**What the task requires**: Return the records that follow, matching each one exactly.
══════════════════════════════
PR #1665, opened 2026-04-01
cluster-provision: Move v1.37 to CentOS Stream 10

lyarwood:
## Summary

- Updates the `base` file for v1.36 to use CentOS Stream 10
- Removes the default `PROVISION_CENTOS_VERSION` value in `provision.sh` so the `base` file is respected when the variable is not explicitly set
- Fixes the gocli to read the `base` file when `PROVISION_CENTOS_VERSION` is not set, instead of hardcoding a default of CentOS Stream 9

## Related

- https://github.com/kubevirt/enhancements/issues/210

PR #1695, opened 2026-05-07
cluster-provision: Add eth0 NM connection for CentOS 10

lyarwood:
## Summary

- `NetworkManager-config-server` (installed during linux provisioning) sets `no-auto-default=*`, preventing auto-DHCP on unconfigured interfaces
- CentOS 9 works because cloud-init's `sysconfig` renderer creates `/etc/sysconfig/network-scripts/ifcfg-eth0` which persists across reboots
- CentOS 10 uses the `network-manager` renderer which does not create a persistent NM keyfile connection profile, so after virt-sysprep resets the machine-id the VM boots without any network configuration and never acquires an IP
- This causes SSH timeouts when using the pre-built centos10 base image with `PHASES=k8s` (e.g. `check-provision-k8s-1.36` in #1665)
══════════════════════════════
**Answer area**:
PR #1665, opened 2026-04-01
cluster-provision: Move v1.37 to CentOS Stream 10

lyarwood:
## Summary

- Updates the `base` file for v1.36 to use CentOS Stream 10
- Removes the default `PROVISION_CENTOS_VERSION` value in `provision.sh` so the `base` file is respected when the variable is not explicitly set
- Fixes the gocli to read the `base` file when `PROVISION_CENTOS_VERSION` is not set, instead of hardcoding a default of CentOS Stream 9

## Related

- https://github.com/kubevirt/enhancements/issues/210

PR #1695, opened 2026-05-07
cluster-provision: Add eth0 NM connection for CentOS 10

lyarwood:
## Summary

- `NetworkManager-config-server` (installed during linux provisioning) sets `no-auto-default=*`, preventing auto-DHCP on unconfigured interfaces
- CentOS 9 works because cloud-init's `sysconfig` renderer creates `/etc/sysconfig/network-scripts/ifcfg-eth0` which persists across reboots
- CentOS 10 uses the `network-manager` renderer which does not create a persistent NM keyfile connection profile, so after virt-sysprep resets the machine-id the VM boots without any network configuration and never acquires an IP
- This causes SSH timeouts when using the pre-built centos10 base image with `PHASES=k8s` (e.g. `check-provision-k8s-1.36` in #1665)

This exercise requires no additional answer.